* Exercise:
Set out exactly, line by line, the stretch of data below that begins at the line containing "Great work 👍🏻" and ends at the line containing "marjisound: Good suggestion, added", with both ends kept.

* Records provided:
-*-

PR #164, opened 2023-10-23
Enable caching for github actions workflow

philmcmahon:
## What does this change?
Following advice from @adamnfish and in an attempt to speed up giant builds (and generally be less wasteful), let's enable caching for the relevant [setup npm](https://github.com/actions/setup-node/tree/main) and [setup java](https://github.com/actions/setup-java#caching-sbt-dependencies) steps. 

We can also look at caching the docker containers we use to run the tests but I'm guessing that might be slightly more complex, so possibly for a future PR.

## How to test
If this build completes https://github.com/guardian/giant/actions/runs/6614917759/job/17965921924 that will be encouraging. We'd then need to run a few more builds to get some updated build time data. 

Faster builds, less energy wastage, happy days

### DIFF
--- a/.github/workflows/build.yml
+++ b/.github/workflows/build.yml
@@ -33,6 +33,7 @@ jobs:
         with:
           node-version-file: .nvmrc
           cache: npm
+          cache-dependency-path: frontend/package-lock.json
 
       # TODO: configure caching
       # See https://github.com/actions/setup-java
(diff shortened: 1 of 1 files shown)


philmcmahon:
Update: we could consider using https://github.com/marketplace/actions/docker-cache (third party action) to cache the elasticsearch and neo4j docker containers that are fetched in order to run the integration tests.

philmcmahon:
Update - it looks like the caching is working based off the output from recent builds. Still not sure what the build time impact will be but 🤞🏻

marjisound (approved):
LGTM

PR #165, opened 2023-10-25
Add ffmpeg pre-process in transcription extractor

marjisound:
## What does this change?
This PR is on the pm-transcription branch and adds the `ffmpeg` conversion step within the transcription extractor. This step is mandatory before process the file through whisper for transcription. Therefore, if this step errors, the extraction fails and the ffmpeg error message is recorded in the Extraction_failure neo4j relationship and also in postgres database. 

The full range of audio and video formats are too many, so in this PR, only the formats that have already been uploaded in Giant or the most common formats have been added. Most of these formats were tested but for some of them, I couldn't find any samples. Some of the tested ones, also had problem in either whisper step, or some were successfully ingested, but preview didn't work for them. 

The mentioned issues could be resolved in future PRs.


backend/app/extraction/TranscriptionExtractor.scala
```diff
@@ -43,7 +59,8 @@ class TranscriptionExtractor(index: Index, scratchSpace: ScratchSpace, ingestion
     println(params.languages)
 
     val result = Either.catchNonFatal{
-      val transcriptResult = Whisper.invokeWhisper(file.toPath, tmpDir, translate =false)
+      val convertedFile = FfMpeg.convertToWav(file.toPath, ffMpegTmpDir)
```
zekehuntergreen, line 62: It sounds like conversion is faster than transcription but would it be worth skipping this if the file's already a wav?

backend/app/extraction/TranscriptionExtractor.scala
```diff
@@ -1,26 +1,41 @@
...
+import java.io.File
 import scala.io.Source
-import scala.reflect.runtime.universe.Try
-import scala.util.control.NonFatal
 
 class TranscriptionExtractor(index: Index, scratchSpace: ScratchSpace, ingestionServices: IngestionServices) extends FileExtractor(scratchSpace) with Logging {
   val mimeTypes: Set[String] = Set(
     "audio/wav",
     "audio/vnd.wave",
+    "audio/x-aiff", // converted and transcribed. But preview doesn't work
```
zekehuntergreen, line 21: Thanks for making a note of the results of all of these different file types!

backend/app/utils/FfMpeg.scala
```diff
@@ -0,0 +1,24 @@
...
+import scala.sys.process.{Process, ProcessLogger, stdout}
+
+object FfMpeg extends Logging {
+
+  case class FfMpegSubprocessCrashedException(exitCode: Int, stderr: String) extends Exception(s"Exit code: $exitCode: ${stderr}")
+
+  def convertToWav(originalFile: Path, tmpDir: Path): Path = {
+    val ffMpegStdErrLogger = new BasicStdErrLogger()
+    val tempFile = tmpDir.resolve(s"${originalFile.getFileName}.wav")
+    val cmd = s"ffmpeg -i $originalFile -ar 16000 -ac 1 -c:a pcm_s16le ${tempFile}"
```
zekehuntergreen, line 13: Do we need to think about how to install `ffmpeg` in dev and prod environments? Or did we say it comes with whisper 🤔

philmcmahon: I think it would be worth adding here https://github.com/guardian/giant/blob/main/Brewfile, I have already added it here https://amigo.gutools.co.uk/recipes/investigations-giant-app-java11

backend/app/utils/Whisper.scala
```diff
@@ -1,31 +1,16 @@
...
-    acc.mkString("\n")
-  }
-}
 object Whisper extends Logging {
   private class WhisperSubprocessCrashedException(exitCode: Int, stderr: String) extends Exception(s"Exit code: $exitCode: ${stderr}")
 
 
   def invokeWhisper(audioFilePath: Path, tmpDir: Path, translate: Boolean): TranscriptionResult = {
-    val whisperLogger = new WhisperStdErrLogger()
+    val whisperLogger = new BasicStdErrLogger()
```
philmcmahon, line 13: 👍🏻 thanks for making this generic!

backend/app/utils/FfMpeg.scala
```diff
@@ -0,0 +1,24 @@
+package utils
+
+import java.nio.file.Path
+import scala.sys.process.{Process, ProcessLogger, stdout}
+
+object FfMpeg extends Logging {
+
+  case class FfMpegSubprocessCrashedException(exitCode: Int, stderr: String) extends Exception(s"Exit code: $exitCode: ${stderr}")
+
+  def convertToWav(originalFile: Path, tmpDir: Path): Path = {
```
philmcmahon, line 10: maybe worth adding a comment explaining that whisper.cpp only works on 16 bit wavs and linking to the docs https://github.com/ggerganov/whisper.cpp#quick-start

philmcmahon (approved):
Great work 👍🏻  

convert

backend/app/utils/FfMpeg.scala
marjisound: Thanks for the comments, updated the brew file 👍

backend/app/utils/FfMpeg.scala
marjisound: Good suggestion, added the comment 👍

-*-

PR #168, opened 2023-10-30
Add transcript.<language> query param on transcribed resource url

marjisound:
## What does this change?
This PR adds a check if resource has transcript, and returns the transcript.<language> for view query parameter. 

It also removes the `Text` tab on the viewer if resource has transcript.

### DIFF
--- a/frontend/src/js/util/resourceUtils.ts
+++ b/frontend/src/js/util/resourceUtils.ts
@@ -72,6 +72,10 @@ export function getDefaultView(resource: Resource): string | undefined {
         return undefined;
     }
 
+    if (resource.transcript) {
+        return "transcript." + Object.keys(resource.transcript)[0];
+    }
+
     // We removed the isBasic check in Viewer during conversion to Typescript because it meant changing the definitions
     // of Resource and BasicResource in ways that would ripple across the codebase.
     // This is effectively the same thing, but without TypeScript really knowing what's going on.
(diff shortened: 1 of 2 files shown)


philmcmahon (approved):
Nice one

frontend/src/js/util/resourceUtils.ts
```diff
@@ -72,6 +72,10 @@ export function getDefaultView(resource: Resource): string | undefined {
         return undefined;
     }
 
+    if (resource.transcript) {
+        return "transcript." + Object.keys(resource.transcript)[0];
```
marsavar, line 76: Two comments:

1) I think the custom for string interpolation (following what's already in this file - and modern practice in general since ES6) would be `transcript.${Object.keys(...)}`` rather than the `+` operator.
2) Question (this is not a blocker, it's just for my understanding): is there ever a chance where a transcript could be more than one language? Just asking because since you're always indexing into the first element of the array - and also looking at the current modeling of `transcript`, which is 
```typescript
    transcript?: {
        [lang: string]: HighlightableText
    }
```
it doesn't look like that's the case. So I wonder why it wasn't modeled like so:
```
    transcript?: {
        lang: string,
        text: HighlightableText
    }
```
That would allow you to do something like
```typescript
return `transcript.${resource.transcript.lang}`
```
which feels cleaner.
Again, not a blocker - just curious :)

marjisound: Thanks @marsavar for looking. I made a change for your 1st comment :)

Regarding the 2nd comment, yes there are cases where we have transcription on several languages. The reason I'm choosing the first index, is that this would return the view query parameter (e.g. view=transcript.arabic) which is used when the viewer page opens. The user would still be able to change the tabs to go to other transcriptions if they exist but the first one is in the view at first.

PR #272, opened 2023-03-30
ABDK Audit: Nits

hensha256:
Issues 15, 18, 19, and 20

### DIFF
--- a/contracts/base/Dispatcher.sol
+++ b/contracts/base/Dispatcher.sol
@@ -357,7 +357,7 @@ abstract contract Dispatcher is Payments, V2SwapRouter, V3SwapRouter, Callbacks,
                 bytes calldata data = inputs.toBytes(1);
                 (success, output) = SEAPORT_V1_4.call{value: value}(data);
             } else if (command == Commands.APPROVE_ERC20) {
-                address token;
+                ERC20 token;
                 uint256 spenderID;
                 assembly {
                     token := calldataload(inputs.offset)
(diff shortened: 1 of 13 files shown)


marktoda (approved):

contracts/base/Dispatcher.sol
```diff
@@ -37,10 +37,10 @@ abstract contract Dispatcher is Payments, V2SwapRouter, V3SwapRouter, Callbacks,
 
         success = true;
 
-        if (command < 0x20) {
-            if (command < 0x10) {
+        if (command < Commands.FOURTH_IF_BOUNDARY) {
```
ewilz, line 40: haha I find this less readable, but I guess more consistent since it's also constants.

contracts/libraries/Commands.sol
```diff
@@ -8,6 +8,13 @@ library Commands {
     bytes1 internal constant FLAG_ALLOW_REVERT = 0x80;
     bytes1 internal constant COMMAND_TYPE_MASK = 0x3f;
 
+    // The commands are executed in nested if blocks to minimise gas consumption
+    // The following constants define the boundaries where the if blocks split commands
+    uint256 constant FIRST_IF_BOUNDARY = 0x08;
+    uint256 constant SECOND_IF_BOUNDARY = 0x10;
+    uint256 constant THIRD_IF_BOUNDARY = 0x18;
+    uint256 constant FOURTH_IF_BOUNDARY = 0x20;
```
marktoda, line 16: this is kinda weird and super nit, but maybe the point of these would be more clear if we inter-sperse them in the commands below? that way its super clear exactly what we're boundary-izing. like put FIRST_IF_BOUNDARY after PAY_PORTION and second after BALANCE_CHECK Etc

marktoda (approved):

-*-

* Completed exercise:
Great work 👍🏻  

convert

backend/app/utils/FfMpeg.scala
marjisound: Thanks for the comments, updated the brew file 👍

backend/app/utils/FfMpeg.scala
marjisound: Good suggestion, added the comment 👍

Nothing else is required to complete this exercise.